By John W. Fountain
I was jingling coins in my pocket the other day, chump change to be transferred to the bedroom dresser, the ashtray in my car or an extra large apple juice bottle my wife dumps all the stray currency in. I've grown more fond of dollars than cents. Lost some respect for change.
I used to love the pocket symphony. Thirty-two was the magic number. Thirty-two cents was enough to buy a bright white rubber baseball at Mr. Penny's grocery store on West 16th Street on Chicago's West Side. A thin, dark chocolate man, he kept the balls—white ones and red ones—in a glass case behind the counter, surrounded by candy. We'd walk into the store, a couple of us,beaming with coins in hand.
"Rubber ball," we'd say, not swayed in the least by the sea of candy, "a white one."
He'd count out the change on the glass counter top, then hand over the ball. I'd hold it with two hands, squeeze it in my palms, then caress it with my curve-ball fingers and thumb, tickle its ridges, and hold it up to my nose so I could breathe the new rubber.
We'd pooled our money. We couldn't afford a real major leaguer, which cost more than a buck. Plus we didn't all have baseball gloves all the time. Sometimes we'd borrow one or two from somebody's dad or older brother. Somebody always had a bat.
We never really had a diamond, though. Usually we'd play in the narrow alley out of the range of windows and cars that were vulnerable even to hard-hit rubber balls. At other times, when there were just a few of us, we'd find a building adjacent to a barren vacant lot and use a piece of white chalk to draw a large square on the building, right where the strike zone was, and cross the box with a large X. The building was our catcher—for as long as our parents could take the wall-pounding—which meant we could have a pitcher and a fielder on each of the two teams, even if there were just four of us.

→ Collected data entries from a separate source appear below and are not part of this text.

PR #590, opened 2026-02-18
Set minimum threshold for WithIntegratedTimestamps

Hayden-IO:
Even if this was set to 0, unless WithNoObserverTimestamps is also set, timestamp verification will fail because no timestamps will be found. This change provides earlier feedback on a misconfiguration.

Thanks to @1seal for reporting this improvement.


steiza (approved):
Hopefully folks who were using Rekor v1 integrated timestamps are getting ready for Rekor v2 by making use of a timestamp authority, but regardless this change is consistent with `WithSignedTimestamps()`, `WithObserverTimestamps()`, etc.

Issue #561, opened 2026-01-16
Conformance test failures


cmurphy:
**Description**

New conformance tests were added that don't pass in sigstore-go and we're having to XFAIL:

- `test_verify*managed-key-happy-path]`
- `test_verify*managed-key-and-trusted-root]`
- `test_verify\[PATH-message-digest-mismatch_fail]`

The non-conformance should be fixed and the XFAILs removed.

PR #600, opened 2026-03-16
verify message digest matches artifact hash

piceri:
Working on https://github.com/sigstore/sigstore-go/issues/561

#### Summary
This change is to address a [new, failing conformance test](https://github.com/sigstore/sigstore-conformance/pull/312).
- Change verifyMessageSignature -> verifyMessageSignatureContent
- Fail if message digest is empty or message digest algorithm is invalid
- Check artifact hash against message digest after verifying signature
- Add testing for supported hash algorithms and mismatched digests
- Remove xfail from conformance test workflow

#### Release Note
- Verification checks the message digest against the artifact has in addition to verifying the message signature. 

#### Documentation
N/A

### DIFF
--- a/pkg/verify/signature.go
+++ b/pkg/verify/signature.go
@@ -380,12 +380,13 @@ func isDigestInSlice(digest []byte, digestSlice [][]byte) bool {
 }
 
 func verifyMessageSignatureContent(verifier signature.Verifier, msg MessageSignatureContent, artifact io.Reader) error {
+	// Message digest is an unauthenticated hint and MUST NOT be used to verify the signature
 	if msg.Digest() == nil {
 		return errors.New("message is missing artifact digest")
 	}
 	hashFunc, err := algStringToHashFunc(msg.DigestAlgorithm())
 	if err != nil {
-		return fmt.Errorf("could not verify message digest: %w", err)
+		return fmt.Errorf("could not verify message digest algorithm: %w", err)
 	}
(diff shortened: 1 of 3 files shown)


pkg/verify/signature.go
```diff
@@ -379,12 +379,26 @@ func isDigestInSlice(digest []byte, digestSlice [][]byte) bool {
 	return false
 }
 
-func verifyMessageSignature(verifier signature.Verifier, msg MessageSignatureContent, artifact io.Reader) error {
-	err := verifier.VerifySignature(bytes.NewReader(msg.Signature()), artifact)
+func verifyMessageSignatureContent(verifier signature.Verifier, msg MessageSignatureContent, artifact io.Reader) error {
+	if msg.Digest() == nil {
```
steiza, line 384: Minor: should we add a comment here explaining that the digest is an unauthenticated hint, but we are checking it here as a sanity check?

steiza (commented):
I know this is a draft, but generally LGTM! One minor comment.

kommendorkapten (approved):

steiza (approved):

Hayden-IO:
Just a very late drive-by comment - Long-term, I'd like a new bundle revision that removes the message digest. If this is just a sanity check, then it's unnecessary and so it should be removed.

This isn't the only place where we have duplicated values - there's a good amount around tlog entries as well.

We'd start playing in the afternoon and go until the sun went down, unless Horse Head or Mercury or Hucky hit a home run and the ball landed on top of a roof or in somebody's yard with a big bad dog or until somebody got mad over a call and a fight broke out.
Sometimes somebody's little brother would show up saying, "Mama said come home! Nowwww!" My mama would occasionally yell, half-singing from our second-floor apartment window, "Joh-honnnn!" My name suddenly acquiring a second syllable. I hated leaving the game.

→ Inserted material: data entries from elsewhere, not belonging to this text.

PR #602, opened 2026-03-20
feat(tuf): Add GetTopLevelTargets to Client API

k4leung4:
## Summary
- Expose `GetTopLevelTargets()` on the TUF `Client`, delegating to the underlying go-tuf v2 `updater.GetTopLevelTargets()`
- Allows callers to enumerate available targets and inspect their metadata (e.g. custom fields) without downloading them

## Motivation
This is needed to support the migration of [sigstore/policy-controller](https://github.com/sigstore/policy-controller) from go-tuf v1 to v2 (see https://github.com/sigstore/policy-controller/pull/1945).

The policy-controller's TrustRoot reconciler needs to:
1. Check if a `trusted_root.json` target exists in the TUF repository
2. Fall back to scanning custom metadata on individual targets to discover Fulcio, Rekor, and CTLog entries

Currently policy-controller uses go-tuf v2's `updater.Updater` directly. With this addition, it can use the sigstore-go TUF client instead, which provides a cleaner abstraction with built-in caching, user-agent handling, and cache validity management.

## Test plan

Everywhere in our neighborhood, the sounds of wood slapping rubber or rubber popping leather were as common as the train whistle and rickety-steel noise of wheel over track that echoed from blocks away sometime after midnight, trailing off into the darkness. You could count on that train. You could count on baseball.
Things have changed. Back in my old neighborhood, the bats have stopped. Mr. Penny's is gone, replaced by a liquor store, the vacant lot strewn with garbage and debris. The concrete alleys are idle and forlorn places where folks used to occasionally find a dead dog and now occasionally find a dead body.
Boys in my 'hood these days sell crack cocaine, hang out on street corners and "hit" blunts—marijuana rolled in cigar paper. I hear them yell "blow!" when cars drive by. They hide their stash in people's front yards and run across the vacant lot we used to play baseball in, shooting at one another. What happened? Drugs. When? Sometime between today and yesterday. Yesterday we dreamed of making the majors. Hucky planned to take that lefty pitching arm all the way to the World Series. Lonnie, a pint-size second baseman-shortstop who could rattle off baseball stats faster than Harry Carey, figured he'd win a Golden Glove some day.
We never talked about our absentee fathers and how long it had been since the last time we saw them. Or the abuse that some of our mothers took from the new men in their lives. We didn't talk about how poor we were, or whose lights or gas or telephone had been disconnected.
Back then, you didn't curse within earshot of grown-ups. When you saw an old lady coming down the street, you held the ball or stopped the game until she had passed. The lines were less hazy. Dealing drugs was wrong. Baseball was right.
We were driving through my old neighborhood the other day, my wife and I. We drove down 16th Street past the stretch of liquor stores and abandoned houses, past staggering drunks and pipeheads, up to Pulaski Road, the route I took as a boy on the way to Mr. Penny's. We drove on, down Pulaski, past the drug boys manning their posts at 18th Street, eyeing passing motorists like roving peanut vendors at a baseball game, past the old bedding store where the owner was robbed and killed a few years ago, past the vacant lot where the A & P used to be.
Hope seemed to have disappeared, like most of the old faces in my old neighborhood. Like many of the buildings that have been reduced to ash and empty space. Wiped away, like white chalk on a brick wall.
Then, we turned a corner, and there they were: about a dozen boys, 10 or 12 years old, in a vacant lot, on a summer day, playing baseball. It sounded like music. Like a pocket full of change.